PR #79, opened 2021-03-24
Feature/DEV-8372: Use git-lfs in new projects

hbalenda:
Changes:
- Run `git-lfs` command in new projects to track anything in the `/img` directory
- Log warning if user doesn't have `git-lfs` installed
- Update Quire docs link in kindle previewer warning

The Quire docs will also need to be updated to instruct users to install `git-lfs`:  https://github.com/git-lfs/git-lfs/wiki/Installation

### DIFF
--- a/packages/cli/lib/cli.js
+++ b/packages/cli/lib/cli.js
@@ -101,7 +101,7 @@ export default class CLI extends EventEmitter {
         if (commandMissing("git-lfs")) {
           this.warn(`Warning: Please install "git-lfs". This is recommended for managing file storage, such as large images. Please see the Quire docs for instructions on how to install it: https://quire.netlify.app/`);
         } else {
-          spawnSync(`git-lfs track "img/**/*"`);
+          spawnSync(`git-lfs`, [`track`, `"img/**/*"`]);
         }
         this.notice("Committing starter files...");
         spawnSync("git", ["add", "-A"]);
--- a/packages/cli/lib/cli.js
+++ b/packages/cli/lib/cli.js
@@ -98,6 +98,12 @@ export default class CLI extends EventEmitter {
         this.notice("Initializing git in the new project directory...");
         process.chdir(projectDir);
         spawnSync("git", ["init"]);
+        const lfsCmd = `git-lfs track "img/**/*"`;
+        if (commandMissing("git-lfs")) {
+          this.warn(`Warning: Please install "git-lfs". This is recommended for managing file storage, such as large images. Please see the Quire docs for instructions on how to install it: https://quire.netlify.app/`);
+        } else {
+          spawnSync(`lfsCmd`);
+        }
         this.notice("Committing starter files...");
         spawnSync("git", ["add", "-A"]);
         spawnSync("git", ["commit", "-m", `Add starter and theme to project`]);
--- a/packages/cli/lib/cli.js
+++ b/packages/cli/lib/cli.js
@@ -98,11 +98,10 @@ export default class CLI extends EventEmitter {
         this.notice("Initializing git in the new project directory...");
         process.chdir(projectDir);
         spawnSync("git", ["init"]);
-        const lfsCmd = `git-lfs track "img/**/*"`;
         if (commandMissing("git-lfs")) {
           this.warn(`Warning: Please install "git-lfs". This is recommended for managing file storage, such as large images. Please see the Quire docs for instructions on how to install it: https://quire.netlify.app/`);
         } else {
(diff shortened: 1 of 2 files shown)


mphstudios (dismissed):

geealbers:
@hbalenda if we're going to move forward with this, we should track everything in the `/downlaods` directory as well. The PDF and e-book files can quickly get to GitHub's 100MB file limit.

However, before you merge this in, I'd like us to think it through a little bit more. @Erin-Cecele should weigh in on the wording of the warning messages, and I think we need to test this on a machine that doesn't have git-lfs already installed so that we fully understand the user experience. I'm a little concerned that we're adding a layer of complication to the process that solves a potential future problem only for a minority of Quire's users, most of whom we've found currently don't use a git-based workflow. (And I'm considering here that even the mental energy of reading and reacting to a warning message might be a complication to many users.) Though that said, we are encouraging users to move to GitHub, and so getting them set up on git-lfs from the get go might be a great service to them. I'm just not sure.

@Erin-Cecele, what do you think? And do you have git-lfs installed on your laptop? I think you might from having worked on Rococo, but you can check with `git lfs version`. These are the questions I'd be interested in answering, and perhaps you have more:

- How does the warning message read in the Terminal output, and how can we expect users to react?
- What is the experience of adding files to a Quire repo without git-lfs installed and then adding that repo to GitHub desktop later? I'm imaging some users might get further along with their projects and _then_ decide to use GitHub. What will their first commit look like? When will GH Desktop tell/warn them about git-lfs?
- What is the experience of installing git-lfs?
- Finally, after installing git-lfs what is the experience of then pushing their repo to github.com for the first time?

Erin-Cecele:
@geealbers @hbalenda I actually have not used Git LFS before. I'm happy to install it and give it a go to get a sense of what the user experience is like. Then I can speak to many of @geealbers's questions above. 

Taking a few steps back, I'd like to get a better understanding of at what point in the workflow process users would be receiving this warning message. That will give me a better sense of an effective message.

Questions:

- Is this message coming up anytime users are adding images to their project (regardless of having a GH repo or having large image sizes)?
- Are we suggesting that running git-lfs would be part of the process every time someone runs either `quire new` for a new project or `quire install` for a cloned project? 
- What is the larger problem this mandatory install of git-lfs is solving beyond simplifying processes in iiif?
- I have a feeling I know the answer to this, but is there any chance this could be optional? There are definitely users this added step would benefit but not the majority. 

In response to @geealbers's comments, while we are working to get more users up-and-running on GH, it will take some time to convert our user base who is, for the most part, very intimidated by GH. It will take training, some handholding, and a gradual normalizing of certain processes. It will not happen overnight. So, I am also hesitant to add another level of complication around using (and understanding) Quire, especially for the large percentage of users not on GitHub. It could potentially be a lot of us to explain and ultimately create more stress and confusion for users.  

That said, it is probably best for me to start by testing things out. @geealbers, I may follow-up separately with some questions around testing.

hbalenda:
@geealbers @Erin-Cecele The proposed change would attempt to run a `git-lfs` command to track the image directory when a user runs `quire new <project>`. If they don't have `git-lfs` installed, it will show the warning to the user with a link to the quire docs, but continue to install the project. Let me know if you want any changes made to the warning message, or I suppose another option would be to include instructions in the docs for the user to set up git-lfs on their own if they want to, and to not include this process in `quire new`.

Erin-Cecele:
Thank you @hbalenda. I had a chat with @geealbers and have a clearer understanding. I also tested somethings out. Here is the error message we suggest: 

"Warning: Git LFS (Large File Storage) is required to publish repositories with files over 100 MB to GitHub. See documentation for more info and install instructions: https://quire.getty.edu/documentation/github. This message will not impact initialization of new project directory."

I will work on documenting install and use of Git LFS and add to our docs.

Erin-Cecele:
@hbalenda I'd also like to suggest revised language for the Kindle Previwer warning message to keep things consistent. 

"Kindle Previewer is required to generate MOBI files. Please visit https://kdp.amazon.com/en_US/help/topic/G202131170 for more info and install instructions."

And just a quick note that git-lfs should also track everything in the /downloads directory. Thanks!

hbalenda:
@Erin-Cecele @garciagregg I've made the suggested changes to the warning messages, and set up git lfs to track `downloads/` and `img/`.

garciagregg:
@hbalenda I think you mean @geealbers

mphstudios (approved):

PROBLEM TO WORK ON: Line count for "const": report how many lines in the data above include it, with no other words.

YOUR RESPONSE: 2